_PROBLEM TO WORK ON_
When the string "property" is part of a line in the data below, report the whole line.

══════════════════════════════

PR #1076, opened 2017-09-19
[10.0][MIG] mrp

MiquelRForgeFlow:
- Completed analysis
- Completed migrations scripts
- Updated documentation
- mrp_operations migration added


PCatinean (approved):

pedrobaeza:
You will need to take into account rename fields when OCA/openupgradelib#84 will be merged.

MiquelRForgeFlow:
@pedrobaeza the rename_fields method is now taken into account

addons/mrp/migrations/10.0.2.0/openupgrade_analysis.txt
```diff
@@ -1,20 +1,20 @@
 ---Fields in module 'mrp'---
 mrp          / ir.attachment            / priority (selection)          : NEW selection_keys: ['0', '1', '2', '3']
-mrp          / mrp.bom                  / date_start (date)             : DEL
```
pedrobaeza: Please don't modify this file

addons/mrp/__manifest__.py
```diff
@@ -65,7 +65,11 @@
     ],
     'demo': [
         'data/mrp_demo.xml',
-        'data/mrp_lot_demo.yml'],
+        # 'data/mrp_lot_demo.yml'
```
pedrobaeza, line 68: Isn't there any other option? I don't like this, as you are disabling demo data that also servers for performing tests. Please put the error you get for debugging the problem. FYI, functions in YAML are also executed on update.

addons/mrp/migrations/10.0.2.0/openupgrade_analysis_work.txt
```diff
@@ -0,0 +1,419 @@
...
+# NOTHING TO DO: because we do not have pre-existing data of the picking type relating to mrp.bom
+
+mrp          / mrp.bom                  / position (char)               : DEL
+# NOTHING TO DO
+
+mrp          / mrp.bom                  / product_efficiency (float)    : DEL required: required, req_default: function
+# NOTHING TO DO
+
+mrp          / mrp.bom                  / product_rounding (float)      : DEL
+# NOTHING TO DO: Rounding is taken from the product.uom now
```
pedrobaeza, line 22: Is it possible that the rounding is not the same from product one? What to do in that cases?

addons/mrp/migrations/10.0.2.0/post-migration.py
```diff
@@ -0,0 +1,140 @@
...
+# Copyright 2017 Eficent <http://www.eficent.com>
+# License AGPL-3.0 or later (http://www.gnu.org/licenses/agpl.html).
+from openupgradelib import openupgrade
+
+
+def fill_defaults(env):
+    # Set default values from field definition as this is a new field and
+    # the default val resembles the previous behavior best
+    default_specs = {
+        'mrp.bom': [('ready_to_produce', None)],
```
pedrobaeza: No need of this one, as there's already a default value applied:

https://github.com/OCA/OpenUpgrade/blob/4c1d81199e42924ae356fc390db2df8ba08a30c1/addons/mrp/models/mrp_bom.py#L53

addons/mrp/migrations/10.0.2.0/openupgrade_analysis_work.txt
```diff
@@ -0,0 +1,419 @@
...
+# change of boms using validity dates is no longer support as it is considered risky. Manual action needs
+# to be taken from ECO in order to make changes.
+
+mrp          / mrp.bom.line             / operation_id (many2one)       : NEW relation: mrp.routing.workcenter
+# NOTHING TO DO
+
+mrp          / mrp.bom.line             / product_efficiency (float)    : DEL required: required, req_default: function
+mrp          / mrp.bom.line             / product_rounding (float)      : DEL
+mrp          / mrp.bom.line             / property_ids (many2many)      : DEL relation: mrp.property
+mrp          / mrp.bom.line             / product_uom (many2one)        : was renamed to product_uom_id [nothing to do]
```
pedrobaeza: It's not really nothing to do. You have called `rename_fields` for this field.

addons/mrp/migrations/10.0.2.0/openupgrade_analysis_work.txt
```diff
@@ -0,0 +1,419 @@
...
+mrp          / mrp.bom.line             / date_stop (date)              : DEL
+# NOTHING TO DO: According to https://www.scribd.com/document/343980661/oDoo-10-Manufacturing automatic
+# change of boms using validity dates is no longer support as it is considered risky. Manual action needs
+# to be taken from ECO in order to make changes.
+
+mrp          / mrp.bom.line             / operation_id (many2one)       : NEW relation: mrp.routing.workcenter
+# NOTHING TO DO
+
+mrp          / mrp.bom.line             / product_efficiency (float)    : DEL required: required, req_default: function
+mrp          / mrp.bom.line             / product_rounding (float)      : DEL
```
pedrobaeza: The same question about rounding with mrp.bom

addons/mrp/migrations/10.0.2.0/openupgrade_analysis_work.txt
```diff
@@ -0,0 +1,419 @@
...
+mrp          / mrp.message              / bom_id (many2one)             : NEW relation: mrp.bom
+mrp          / mrp.message              / message (html)                : NEW required: required
+mrp          / mrp.message              / product_id (many2one)         : NEW relation: product.product
+mrp          / mrp.message              / product_tmpl_id (many2one)    : NEW relation: product.template
+mrp          / mrp.message              / routing_id (many2one)         : NEW relation: mrp.routing
+mrp          / mrp.message              / valid_until (date)            : NEW required: required, req_default: function
+mrp          / mrp.message              / workcenter_id (many2one)      : NEW relation: mrp.workcenter
+# NOTHING TO DO
+
+mrp          / mrp.production           / date_planned (datetime)       : was renamed to date_planned_start [nothing to do]
```
pedrobaeza, line 57: The same about `rename_fields`

addons/mrp/migrations/10.0.2.0/openupgrade_analysis_work.txt
```diff
@@ -0,0 +1,419 @@
...
+mrp          / mrp.production           / date_planned_finished (datetime): NEW
+mrp          / mrp.production           / move_created_ids (one2many)   : DEL relation: stock.move
```
pedrobaeza: Please include also one2many fields in `rename_fields` method. Although it's not an SQL column per se, you have an ir.model.field entry, it can be used in a filter, etc.

addons/mrp/migrations/10.0.2.0/pre-migration.py
```diff
@@ -0,0 +1,63 @@
...
+    ('base.menu_mrp_config', 'mrp.menu_mrp_config'),
+    ('base.menu_mrp_root', 'mrp.menu_mrp_root'),
+]
+
+
+def prepopulate_fields(cr):
+    cr.execute(
+        """
+        ALTER TABLE mrp_production
+        ADD COLUMN picking_type_id INTEGER
```
pedrobaeza, line 154: You need to fill it with the first picking type available for having the constraint correctly applied. On post-migration you will overwrite that value with the correct one.

addons/mrp/migrations/10.0.2.0/post-migration.py
```diff
@@ -0,0 +1,140 @@
...
+    cr.execute(
+        """
+        UPDATE stock_warehouse
+        SET manufacture_to_resupply = TRUE
+        """
+    )
+
+
+def populate_production_picking_type_id(cr):
+    cr.execute(
```
pedrobaeza: Please include here as docstring the same text put on analysis work file:
```
Updated all mrp.production records trying to find
first the most suitable picking_type_id based on the destination location,
and fall back to the default picking type search if none found previously.
```

addons/mrp/migrations/10.0.2.0/post-migration.py
```diff
@@ -0,0 +1,140 @@
...
+        """
+        UPDATE mrp_production mp
```
pedrobaeza: Avoid subqueries if not needed, although the behavior changes a bit:
```
UPDATE mrp_production mp
SET picking_type_id = spt.id
FROM stock_picking_type spt
WHERE code = 'mrp_operation'
AND mp.location_dest_id = spt.default_location_dest_id
```
What happens if there's more than 1 picking type with that location? In this case, it's overwritten on each pass, so the last value is the one that remains (the most modern picking type).

addons/mrp/migrations/10.0.2.0/post-migration.py
```diff
@@ -0,0 +1,140 @@
...
+            SELECT min(id) as id, default_location_dest_id
+            FROM stock_picking_type
+            WHERE code = 'mrp_operation'
+            GROUP BY default_location_dest_id
+        ) spt
+        WHERE mp.location_dest_id = spt.default_location_dest_id
+            AND mp.picking_type_id IS NULL
+        """
+    )
+    cr.execute(
```
pedrobaeza: Use `openupgrade.logged_query` in this kind of SQL queries (this one and the previous one) for having a trace in the log.

addons/mrp/migrations/10.0.2.0/openupgrade_analysis_work.txt
```diff
@@ -0,0 +1,419 @@
...
+# NOTHING TO DO
+
+mrp          / mrp.production           / picking_type_id (many2one)    : NEW relation: stock.picking.type, required: required, req_default: function
+# DONE: Pre-migration: pre-created the field
+# DONE: Post-migration: Updated all mrp.production records trying to find
+# first the most suitable picking_type_id based on the destination location,
+# and fall back to the default picking type search if none found previously.
+
+mrp          / mrp.production           / procurement_group_id (many2one): NEW relation: procurement.group
+# NOTHING TO DO. Reminder: this change affects to OCA module 'mrp_production_raw_material_procurement_group' in v9, where probably
```
pedrobaeza: Don't put this here, but on migration issue on OCA modules section.

addons/mrp/migrations/10.0.2.0/openupgrade_analysis_work.txt
```diff
@@ -0,0 +1,419 @@
...
+# the field 'raw_material_procurement_group_id' will need to be renamed.
+
+mrp          / mrp.production           / state (selection)             : selection_keys is now '['cancel', 'confirmed', 'done', 'planned', 'progress']' ('['cancel', 'confirmed', 'done', 'draft', 'in_production', 'ready']')
+# DONE: Post-migration. Mapped some values
```
pedrobaeza: You can mention that you needed to copy column on pre-migration.

addons/mrp/migrations/10.0.2.0/post-migration.py
```diff
@@ -0,0 +1,140 @@
...
+        'mrp.workcenter': [('sequence', None)],
+    }
+    openupgrade.set_defaults(env.cr, env, default_specs)
+
+
+def map_mrp_production_state(cr):
+    openupgrade.map_values(
+        cr,
+        openupgrade.get_legacy_name('state'), 'state',
+        [('draft', 'confirmed'),
```
pedrobaeza: Isn't there anything more to do for draft orders? Just put state=confirmed? Or you have to run anything more? I suspect that you need to make anything more.

addons/mrp/migrations/10.0.2.0/openupgrade_analysis_work.txt
```diff
@@ -0,0 +1,419 @@
...
+
+mrp          / mrp.production           / procurement_ids (one2many)    : NEW relation: procurement.order
```
pedrobaeza: Same comments about missing one2many renamings and already done renamings

addons/mrp/migrations/10.0.2.0/openupgrade_analysis_work.txt
```diff
@@ -0,0 +1,419 @@
...
+mrp          / mrp.production           / product_uom (many2one)        : was renamed to product_uom_id [nothing to do]
+mrp          / mrp.production           / propagate (boolean)           : NEW
+mrp          / mrp.production           / scrap_ids (one2many)          : NEW relation: stock.scrap
+mrp          / mrp.production           / website_message_ids (one2many): DEL relation: mail.message
+mrp          / mrp.production           / workcenter_lines (one2many)   : relation is now 'mrp.workorder' ('mrp.production.workcenter.line')
+mrp          / mrp.production           / workcenter_lines (one2many)   : was renamed to workorder_ids [nothing to do]
+# NOTHING TO DO
+
+
+mrp          / mrp.routing              / workcenter_lines (one2many)   : was renamed to operation_ids [nothing to do]
```
pedrobaeza: `rename_fields`

addons/mrp/migrations/10.0.2.0/openupgrade_analysis_work.txt
```diff
@@ -0,0 +1,419 @@
...
+# NOTHING TO DO
+
+mrp          / mrp.routing.workcenter   / batch (selection)             : NEW required: required, selection_keys: ['no', 'yes'], req_default: function
+# DONE: Used the default value
```
pedrobaeza: No need of anything. It's already assigned by default.

addons/mrp/migrations/10.0.2.0/post-migration.py
```diff
@@ -0,0 +1,140 @@
...
+# License AGPL-3.0 or later (http://www.gnu.org/licenses/agpl.html).
+from openupgradelib import openupgrade
+
+
+def fill_defaults(env):
+    # Set default values from field definition as this is a new field and
+    # the default val resembles the previous behavior best
+    default_specs = {
+        'mrp.bom': [('ready_to_produce', None)],
+        'mrp.routing.workcenter': [('batch', None)],
```
pedrobaeza: No need also

addons/mrp/migrations/10.0.2.0/post-migration.py
```diff
@@ -0,0 +1,140 @@
...
+        'mrp.workcenter': [('sequence', None)],
```
pedrobaeza: And neither this one

addons/mrp/migrations/10.0.2.0/post-migration.py
```diff
@@ -0,0 +1,140 @@
...
+            WHERE code = 'mrp_operation'
+            LIMIT 1
+        ) spt
+        WHERE mp.picking_type_id IS NULL
+        """
+    )
+
+
+def populate_routing_workcenter_routing_id(cr):
+    cr.execute(
```
pedrobaeza: Use here ORM (this is post-migration). It's simpler:
```
routing = env['mrp.routing'].search([], limit=1)
```

addons/mrp/migrations/10.0.2.0/post-migration.py
```diff
@@ -0,0 +1,140 @@
...
+        """
+        SELECT COUNT(id)
+        FROM mrp_routing
+        """
+    )
+    if cr.fetchall()[0][0] == 0:
+        cr.execute(
+            """
+            INSERT INTO mrp_routing (id, name, active)
```
pedrobaeza: ORM also.

addons/mrp/migrations/10.0.2.0/post-migration.py
```diff
@@ -0,0 +1,140 @@
...
+            VALUES (1, 'Dummy routing', TRUE)
+            """
+        )
+    cr.execute(
```
pedrobaeza: Use `openupgrade.logged_query` and use the ID you already have and remember: subqueries are very ugly and performance drainer (you are executing one query per record).

addons/mrp/migrations/10.0.2.0/openupgrade_analysis_work.txt
```diff
@@ -0,0 +1,419 @@
...
+mrp          / mrp.unbuild              / mo_id (many2one)              : NEW relation: mrp.production
+mrp          / mrp.unbuild              / name (char)                   : NEW
+mrp          / mrp.unbuild              / produce_line_ids (one2many)   : NEW relation: stock.move
+mrp          / mrp.unbuild              / product_id (many2one)         : NEW relation: product.product, required: required
+mrp          / mrp.unbuild              / product_qty (float)           : NEW required: required
+mrp          / mrp.unbuild              / product_uom_id (many2one)     : NEW relation: product.uom, required: required
+mrp          / mrp.unbuild              / state (selection)             : NEW selection_keys: ['done', 'draft']
+
+
+mrp          / mrp.workcenter           / capacity_per_cycle (float)    : was renamed to capacity [nothing to do]
```
pedrobaeza, line 135: rename_fields comment

addons/mrp/migrations/10.0.2.0/openupgrade_analysis_work.txt
```diff
@@ -0,0 +1,419 @@
...
+mrp          / mrp.workcenter           / color (integer)               : NEW
+mrp          / mrp.workcenter           / costs_cycle (float)           : DEL
```
pedrobaeza: Isn't this time now on the table `time_ids`? If so, you have to create corresponding entries

addons/mrp/migrations/10.0.2.0/openupgrade_analysis_work.txt
```diff
@@ -0,0 +1,419 @@
...
+mrp          / mrp.workcenter           / oee_target (float)            : NEW
+mrp          / mrp.workcenter           / order_ids (one2many)          : NEW relation: mrp.workorder
+mrp          / mrp.workcenter           / product_id (many2one)         : DEL relation: product.product
+mrp          / mrp.workcenter           / routing_line_ids (one2many)   : NEW relation: mrp.routing.workcenter
+mrp          / mrp.workcenter           / time_cycle (float)            : DEL
+mrp          / mrp.workcenter           / time_ids (one2many)           : NEW relation: mrp.workcenter.productivity
+# NOTHING TO DO
+
+mrp          / mrp.workcenter           / sequence (integer)            : NEW required: required, req_default: function
+# DONE: Used the default value
```
pedrobaeza: Not needed. Done automatically

addons/mrp/migrations/10.0.2.0/openupgrade_analysis_work.txt
```diff
@@ -0,0 +1,419 @@
...
+mrp          / mrp.workcenter.productivity / loss_id (many2one)            : NEW relation: mrp.workcenter.productivity.loss, required: required
+mrp          / mrp.workcenter.productivity / user_id (many2one)            : NEW relation: res.users
+mrp          / mrp.workcenter.productivity / workcenter_id (many2one)      : NEW relation: mrp.workcenter, required: required
+mrp          / mrp.workcenter.productivity / workorder_id (many2one)       : NEW relation: mrp.workorder
+mrp          / mrp.workcenter.productivity.loss / loss_type (selection)         : NEW required: required, selection_keys: ['availability', 'performance', 'productive', 'quality'], req_default: function
+mrp          / mrp.workcenter.productivity.loss / manual (boolean)              : NEW
+mrp          / mrp.workcenter.productivity.loss / name (char)                   : NEW required: required
+mrp          / mrp.workcenter.productivity.loss / sequence (integer)            : NEW
+
+####### DONE: Renamed table 'mrp_production_workcenter_line' to 'mrp_workorder' ################
```
pedrobaeza: Do all fields match one by one?

addons/mrp/migrations/10.0.2.0/openupgrade_analysis_work.txt
```diff
@@ -0,0 +1,419 @@
...
+mrp          / mrp.workorder            / time_ids (one2many)           : NEW relation: mrp.workcenter.productivity
+mrp          / mrp.workorder            / workcenter_id (many2one)      : NEW relation: mrp.workcenter, required: required
+# NOTHING TO DO
+
+mrp          / procurement.order        / property_ids (many2many)      : DEL relation: mrp.property
+# NOTHING TO DO
+
+
+mrp          / stock.move               / consumed_for (many2one)       : DEL relation: stock.move
+# DONE: Pre-migration: Renamed to None and copied this column
```
pedrobaeza: Indicate in the comment for what is used (consumed quants)?

addons/mrp/migrations/10.0.2.0/openupgrade_analysis_work.txt
```diff
@@ -0,0 +1,419 @@
...
+
+mrp          / stock.move               / active_move_lot_ids (one2many): NEW relation: stock.move.lots
+mrp          / stock.move               / bom_line_id (many2one)        : NEW relation: mrp.bom.line
+mrp          / stock.move               / consume_unbuild_id (many2one) : NEW relation: mrp.unbuild
+mrp          / stock.move               / move_lot_ids (one2many)       : NEW relation: stock.move.lots
+mrp          / stock.move               / operation_id (many2one)       : NEW relation: mrp.routing.workcenter
+mrp          / stock.move               / quantity_done_store (float)   : NEW
+mrp          / stock.move               / unbuild_id (many2one)         : NEW relation: mrp.unbuild
+mrp          / stock.move               / unit_factor (float)           : NEW
+mrp          / stock.move               / workorder_id (many2one)       : NEW relation: mrp.workorder
```
pedrobaeza: This one should be set for old workorders not done yet, or better, for all of them for having correctly the history. The same can apply to other fields of this model as well.

addons/mrp/migrations/10.0.2.0/openupgrade_analysis_work.txt
```diff
@@ -0,0 +1,419 @@
...
+mrp          / stock.move.lots          / done_wo (boolean)             : NEW
+mrp          / stock.move.lots          / lot_id (many2one)             : NEW relation: stock.production.lot
+mrp          / stock.move.lots          / lot_produced_id (many2one)    : NEW relation: stock.production.lot
+mrp          / stock.move.lots          / lot_produced_qty (float)      : NEW
+mrp          / stock.move.lots          / move_id (many2one)            : NEW relation: stock.move
+mrp          / stock.move.lots          / production_id (many2one)      : NEW relation: mrp.production
+mrp          / stock.move.lots          / quantity (float)              : NEW
+mrp          / stock.move.lots          / quantity_done (float)         : NEW
+mrp          / stock.move.lots          / workorder_id (many2one)       : NEW relation: mrp.workorder
+# NOTHING TO DO
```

══════════════════════════════

_TASK RESPONSE_
+mrp          / mrp.bom.line             / property_ids (many2many)      : DEL relation: mrp.property
+mrp          / procurement.order        / property_ids (many2many)      : DEL relation: mrp.property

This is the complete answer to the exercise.